Thanks Jason for updating my blog, as I had forgotten to before I left!
The past few days, I had the unique opportunity to participate in a Residential Camp Tour. Each year, the New York American Camping Association (ACA) organizes a tour of overnight camps (similar to ours). Over 40 camp directors were present for a 2-day, 6-camp tour in the Berkshires, up in Massachusetts.
So, on Monday night I headed out for a long drive up to this beautiful part of the country. Tuesday, we toured three great residential camps. Each camp had its own unique character to it. The camps in the Berkshires generally are single-sex (boys or girls camp, not co-ed like ours) and typically are built on a portion of large public lakes. I admit, they are bigger than Lake Lenape, however they are public and that means they have neighbors who also use the lake for boating and can possibly gain access to the camp that way. Clearly, we would rather have our own private lake, than be on a public lake!
It is so valuable to spend 2 straight days walking around other camps. Besides the very necessary exercise that it provided to me (after eating here at Canadensis for 5.5 months with a baker!), it’s really neat to see what other camps are doing. See what they are building new, see what programs they are putting their resources into, get new ideas for programs, etc. One thing I noticed is that nobody has our glass fusion program and in fact their arts centers are typically smaller without a center courtyard/wraparound porch! However, I don’t want this post to be about knocking other camps, because they were each beautiful in their own special ways.

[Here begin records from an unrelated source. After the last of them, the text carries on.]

Issue #4071, opened 2021-05-10
404 for remote avatar


johanfleury:
I suffered a data loss recently and restored PeerTube with an empty storage. Since then, some avatars are not showing and I couldn’t find any way to make PeerTube reload them (the files are not present in the data directory).

I had a similar issue with thumbnails, but unsubscribing from a channel then subscribing again fixed that (I had no luck trying to restore avatars with this technique).

Here is a screenshot that shows the issue:

![Missing avatars on a user and their channel](https://user-images.githubusercontent.com/7230353/117690938-6189f880-b189-11eb-866c-d3fd90fde4cb.png)

The avatar URL returns a 404 status code:

```
$ curl -I -X GET https://peertube.br0.fr/lazy-static/avatars/2b8ff6f3-b4fd-45d0-9238-4dc28148c292.png
HTTP/2 404
date: Mon, 10 May 2021 16:16:27 GMT
content-length: 0
tk: N
access-control-allow-origin: *
strict-transport-security: max-age=15724800; includeSubDomains
permissions-policy: interest-cohort=()
```

And the avatar is not there:

```
$ ll avatars/2b8ff6f3-b4fd-45d0-9238-4dc28148c292.png
ls: cannot access 'avatars/2b8ff6f3-b4fd-45d0-9238-4dc28148c292.png': No such file or directory
```

The question is, is there a way to make PeerTube download a channel/user avatar when it’s not there?

If not, what would be the best solution? I’m thinking of two ways of doing this:

* Detect when a remote user/channel avatar is missing on disk and fetch it then (for instance when PeerTube returns a 404 error).
* Have a background job that checks avatars and fetch them when they are missing.

I could probably work on a PR if you want to.

AnonymousWebHacker:
I think, you can regenerate thist avatar. See https://docs.joinpeertube.org/maintain-tools
https://docs.joinpeertube.org/maintain-tools?id=regenerate-thumbnailsjs

johanfleury:
Thanks for the suggestion, but unfortunately this script was added in 3.2-rc1 and I’m still running version 3.1 (the latest stable release).

Also, after having a quick look at the code, it seems that it’s not doing anything related to avatars, so I don’t think it would actually solve my issue.

AnonymousWebHacker:
That was what I was going to tell you, I confused avatar with preview of the videos [thumbnails] :)
[...]

PR #4149, opened 2021-06-01
Allow setting log level using PEERTUBE_LOG_LEVEL envvar

johanfleury:
## Description

Add an environment variable for `log.level`.

## Related issues

I was asked in #4071 to run PeerTube with log level set to debug and figured it was not possible to set it using an environment variable.

## Has this been tested?

I tested on my own instance by modifying the `custom-environment-variables.yaml` file and setting `LOG_LEVEL=debug`.


Chocobozzz:
Thanks

PR #4151, opened 2021-06-02
Remove annoying superfluous slash

frankstrater:
## Description

After running the automatic upgrade script a lot of paths get an extra slash (like the symbolic link for peertube-latest), because PEERTUBE_PATH has an unnecessary trailing slash. Although this doesn't lead to bugs, it's annoying the hell out of me for a couple of years now.

## Has this been tested?

### DIFF
--- a/scripts/upgrade.sh
+++ b/scripts/upgrade.sh
@@ -2,7 +2,7 @@
 
 set -eu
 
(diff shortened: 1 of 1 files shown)


Chocobozzz:
Thanks

PR #4163, opened 2021-06-05
allow public video privacy to be deleted in the web client

### LINKED ISSUE #4159: Deleting privacy options breaks video uploading
I've created a very basic plugin that all it does is this:
```
  registerHook({
    target: 'action:application.listening',
    handler: () => {
      videoPrivacyManager.deletePrivacy(1);
      videoPrivacyManager.deletePrivacy(2);
      videoPrivacyManager.deletePrivacy(3);
    }
  })
```

Context: I'd like a 'family' peertube which only Internal (4) videos can be uploaded.

In doing the above, the video upload page breaks in multiple ways, most commonly, I cannot publish videos as the Privacy dropdown isn't filled out/cannot be selected properly/results in blank dropdown.

**Steps to reproduce:**

1. Create a basic plugin, with just the above handler
2. Naviate to the 'Publish Video' page and observe the Privacy

Screen Shot 2021-06-04 at 11 08 35 pm

I'd expect only 'Internal' is available to be selected, and the Dropdown box just contains that.

**Additional information**

* PeerTube instance:
  * URL: Private/internal
  * version: 3.2.1
  * NodeJS version: docker buster-production
  * Ffmpeg version: docker buster-production

* Browser name, version and platforms on which you could reproduce the bug: Firefox 89 Mac

rigelk:
## Description

A small fix that factorises the static default video privacy to the function returning filtered video privacies, and computes the default video privacy based on those returned by the API.

## Related issues

fixes #4159

## Has this been tested?

- [x] 👍 yes, light tests using the feature

### DIFF
--- a/client/src/app/shared/shared-main/video/video.service.ts
+++ b/client/src/app/shared/shared-main/video/video.service.ts
@@ -1,8 +1,8 @@
-import { Observable, of, throwError } from 'rxjs'
-import { catchError, map, mergeMap, switchMap } from 'rxjs/operators'
-import { HttpClient, HttpErrorResponse, HttpParams, HttpRequest } from '@angular/common/http'
+import { Observable } from 'rxjs'
+import { catchError, map, switchMap } from 'rxjs/operators'
+import { HttpClient, HttpParams, HttpRequest } from '@angular/common/http'
 import { Injectable } from '@angular/core'
-import { ComponentPaginationLight, RestExtractor, RestService, ServerService, UserService, AuthService } from '@app/core'
+import { ComponentPaginationLight, RestExtractor, RestService, ServerService, UserService } from '@app/core'
 import { objectToFormData } from '@app/helpers'
 import {
   FeedFormat,
@@ -378,7 +378,7 @@ export class VideoService implements VideosProvider {
                )
   }
 
-  explainedPrivacyLabels (privacies: VideoConstant<VideoPrivacy>[]) {
+  explainedPrivacyLabels (privacies: VideoConstant<VideoPrivacy>[], defaultPrivacyId = VideoPrivacy.PUBLIC) {
     const base = [
       {
         id: VideoPrivacy.PRIVATE,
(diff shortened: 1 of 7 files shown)


client/src/app/shared/shared-main/video/video.service.ts
```diff
@@ -398,9 +398,14 @@ export class VideoService implements VideosProvider {
       }
     ]
 
-    return base
+    const videoPrivacies = base
       .filter(o => !!privacies.find(p => p.id === o.id)) // filter down to privacies that where in the input
       .map(o => ({ ...privacies[o.id - 1], ...o })) // merge the input privacies that contain a label, and extend them with a description
+
+    return {
+      firstStepPrivacyId: videoPrivacies.find(p => p.id === VideoPrivacy.PUBLIC).id || videoPrivacies[0].id,
```
Chocobozzz, line 406: Put `VideoPrivacy.PUBLIC` as a default arg so we explicitly choose the default privacy in components

Chocobozzz: `firstStepPrivacyId` -> `defaultPrivacyId`

Chocobozzz (changes requested):

client/src/app/shared/shared-main/video/video.service.ts
```diff
@@ -398,9 +398,14 @@ export class VideoService implements VideosProvider {
       }
     ]
 
-    return base
+    const videoPrivacies = base
       .filter(o => !!privacies.find(p => p.id === o.id)) // filter down to privacies that where in the input
       .map(o => ({ ...privacies[o.id - 1], ...o })) // merge the input privacies that contain a label, and extend them with a description
+
+    return {
+      defaultPrivacyId: videoPrivacies.find(p => p.id === defaultPrivacyId).id || videoPrivacies[0].id,
```
Chocobozzz, line 406: Have you tested this code? Because `videoPrivacies.find` can return null

rigelk: I corrected the attribute access.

The truth is, all camps are in the same industry and so in reality we all support each other. We each find our niche and attract campers for different reasons, but the important thing is that we are all running safe, fun programs and that more and more families see the benefits that the camping industry can provide to kids. Some of the camps I visited had a few less campers this summer due to the economy, while some saw growth based on changes they made (ie- new buildings, becoming a 2 session camp instead of just offering a 7-week session, etc.)
Further, it was refreshing to talk with other camp directors and owners who went through very similar challenges to us this past summer. Be it the rain, or the threat of swine flu for example, we all collaborated on what we did right and perhaps what we could have done better in hindsight. I truly enjoyed the opportunity to meet with many well-known camp directors/owners and hear their take on Summer 2009 and even more importantly, what they are doing to prepare for an even better Summer 2010!
On a personal note, I am headed home from camp today to be with my family and spend the first 2 days of Rosh Hashanah. On my way home, I will be picking up Robin from the airport, as she is headed up north! Sunday, I will be returning to camp and on Monday we say goodbye to our wonderful postcamp staff/remaining kitchen staff and finally, on Tuesday, I HEAD BACK TO CIVILIZATION! That’s right- on Tuesday I move back to my condo in Philly, which I haven’t seen in about 6 months. I get to sleep late, cook my own meals- oh wait, that means I also have to wash the dishes! Actually, I also don’t get to sleep late, because on Wednesday, I will begin working from our brand-new office in Plymouth Meeting. But, don’t feel bad for me, because then it’s a week in Florida after that. So, alot of traveling as usual the next few weeks.
Stay tuned for a postcamp Winter Edition of Canadensis Today as we officially say goodbye to Summer 2009 with our remaining staff members.
L’shanah Tovah to all of our camp families and a very Happy and Healthy New Year.